Claudia and Hesham reported about their families sharing time on tablets; use them to read tales and novels or to watch cartoons and videos and your children will be with you to enjoy the experience. Claudia’s 7 years old daughter taught herself to read with the help of a tablet used to register her voice and listen herself again, while Hasham’s 18 month old toddler prefers tablet time to TV.  And Stuart pointed out that his kids play with tablet apps in the same creative way as they do with Play-Doh, sometimes asking for help and proudly showing the results to their parents. 

Stuart’s wife also involved him in some collaborative shopping, from easy Christmas gift orders, to the potentially much more expensive selection of houses. Some ecommerce companies and brands are in fact already working on tablet-compatible versions of their Web sites, as well as video distributors, magazines and newspapers or TV firms such as Sky; while other companies are also going the other way, like the publisher Penguin which, as Marek reported, bought the rights to create a paper version of the Whale Trail app from UsTwo.

Will the entertainment industry be affected by tablets rise? The panel agrees that’s not the case. Some companies are even using tablets as sales tools (like Netflix increasing its use-base via iPad), and newspapers and magazines especially, noted Claudia, can play with the tablet features and create customized content for subscribers, where every article and picture is animated or triggers a video.

Tablets are perfect for entertainment and work well with TV, making advertisers very happy. In fact, Ben stated that TV and tablets are complementary just like web and radio, and Marek confirmed that 30% of tablet usage is in front of TV. 

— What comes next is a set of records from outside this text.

PR #5893, opened 2026-03-12
Preserve NEW/OLD column collation in trigger comparisons

### LINKED ISSUE #5863: Trigger WHEN clause ignores column COLLATE in comparisons
## Description
When a column has `COLLATE NOCASE`, references via `NEW.col` in trigger WHEN clauses do not inherit the collation of the column. Comparisons fall back to binary/case-sensitive.

## Reproducer
```sql
CREATE TABLE t(name TEXT COLLATE NOCASE);
CREATE TABLE log(msg);
CREATE TRIGGER tr AFTER INSERT ON t WHEN NEW.name = 'hello' BEGIN
  INSERT INTO log VALUES('matched:' || NEW.name);
END;
INSERT INTO t VALUES('HELLO');
INSERT INTO t VALUES('hello');
SELECT * FROM log;
-- Turso: matched:hello (only one row)
-- SQLite: matched:HELLO and matched:hello (two rows)
```

Per [SQLite documentation](https://sqlite.org/datatype3.html) (Section 7.1): "If either operand is a column, then the collating function of that column is used with precedence to the left operand."

---

kumarUjjawal:
# NOTICE:

## Description

Fixes trigger comparison collation handling so `NEW`/`OLD` column references preserve table column collation instead of falling back to binary comparison.

Propagate column collations when trigger NEW/OLD references are rewritten to registers (WHEN clauses) and variables (trigger subprogram bodies), so comparison operators follow SQLite collation precedence rules.

## Motivation and context

Issue: `NEW.col` in trigger comparisons ignored column `COLLATE` and behaved case-sensitively in Turso, diverging from SQLite.

  Example mismatch before this fix:
  - Column: `TEXT COLLATE NOCASE`
  - Trigger comparison: `NEW.name = 'hello'`
  - Turso matched only lowercase input
  - SQLite matched both `HELLO` and `hello`

Closes #5863

### DIFF
--- a/core/translate/collate.rs
+++ b/core/translate/collate.rs
@@ -128,6 +128,23 @@ fn get_collseq_parts_from_expr(
     top_expr: &Expr,
     referenced_tables: &TableReferences,
 ) -> Result<(Option<CollationSeq>, Option<CollationSeq>)> {
+    get_collseq_parts_from_expr_ext(top_expr, Some(referenced_tables), |_| None)
+}
+
+/// Like `get_collseq_parts_from_expr`, but allows callers to supply additional
+/// column-collation sources for rewritten expression nodes (for example
+/// trigger NEW/OLD rewrites to Register/Variable).
+///
+/// The returned tuple preserves SQLite collation precedence semantics:
+/// `(leftmost_explicit_collation, leftmost_column_collation)`.
+pub(crate) fn get_collseq_parts_from_expr_ext<F>(
+    top_expr: &Expr,
+    referenced_tables: Option<&TableReferences>,
+    mut extra_column_collation: F,
+) -> Result<(Option<CollationSeq>, Option<CollationSeq>)>
+where
+    F: FnMut(&Expr) -> Option<CollationSeq>,
+{
     let mut maybe_column_collseq = None;
     let mut maybe_explicit_collseq = None;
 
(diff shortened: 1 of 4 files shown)


PThorpe92 (changes requested):
Hmm it looks like we are missing some edge cases here: 

Trigger body statements compiled through forked `Resolver`'s: so `NEW`/`OLD` comparisons inside paths like `INSERT ... SELECT` still fall back to `BINARY`. 

Also row-value trigger comparisons are still broken: expressions like `(NEW.a, NEW.b) = (...)` don't consult the propagated trigger column collations.


EDIT:
Example sqltest failures:
```
test trigger-body-insert-select-new-column-collation {
    CREATE TABLE test11_body_select_collate (name TEXT COLLATE NOCASE);
    CREATE TABLE log11_body_select_collate (v INTEGER);
    CREATE TRIGGER t11_body_select_collate AFTER INSERT ON test11_body_select_collate
    BEGIN
        INSERT INTO log11_body_select_collate
        SELECT NEW.name = 'hello';
    END;
    INSERT INTO test11_body_select_collate VALUES ('HELLO');
    SELECT * FROM log11_body_select_collate ORDER BY rowid;
}
expect {
    1
}
test trigger-when-row-value-new-column-collation {
    CREATE TABLE test11_row_value_collate (
        a TEXT COLLATE NOCASE,
        b TEXT COLLATE NOCASE
    );
    CREATE TABLE log11_row_value_collate (msg TEXT);
    CREATE TRIGGER t11_row_value_collate AFTER INSERT ON test11_row_value_collate
    WHEN (NEW.a, NEW.b) = ('hello', 'world')
    BEGIN
        INSERT INTO log11_row_value_collate VALUES('matched');
    END;
    INSERT INTO test11_row_value_collate VALUES ('HELLO', 'WORLD');
    SELECT * FROM log11_row_value_collate ORDER BY rowid;
}
expect {
    matched
}
```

Tablets are an interesting kind of portable device - despite being not heavy and not that big (so truly portable), they mostly stay at home, their mobility being limited to being taken from one room to another. This is confirmed, as Hesham noted, by stats showing that 92% of usage is over wi-fi (in the US) and content consumption happens while sitting at one location. 

21% of US tablets owners use them in bed and the above-mentioned horizontal position (which Hesham noted he has personally tried many times) is one of the most common for tablet use. It’s a market of couch potatoes and lazy night owls.

While during the day people use their PC and in the morning the check mails on their mobiles, the traffic peak for tablets is between 9pm and 11pm. People use tablets to browse the web, read books, check a recipe while cooking, watch movies and videos and play games. And there’s even an artist that uses his tablet to paint some digital drawings with his fingers.

Apart from that case, though, the content production on tablets is quite difficult due to the absence of a keyboard and that’s why they still struggle a little to enter the enterprise world. Tablets today are not very good for writing and not good enough to type, despite some good external keyboards on the market and some software to improve the use of the digital keyboards. The stylus seems to be making a come-back in this area – Marek noted that this was the accessory-du-jour at the year’s MWC, though he also noted that a stylus works better on old-fashioned resistive touch screen technology rather than today’s capacitive touch screens.

So what’s in the future of tablets then? The panel had a round of telling us what they would like to see on the future devices: some tactile experiences, easier connectivity with other devices or with PC, more focus on good and customized content, maybe a new generation of tablet apps that don’t mimic the user interface of other devices. Hopefully that will be happen soon!

Thanks Valentina and I'm so glad that Stuart got in that point about hating skeuomorphism, right at the end there!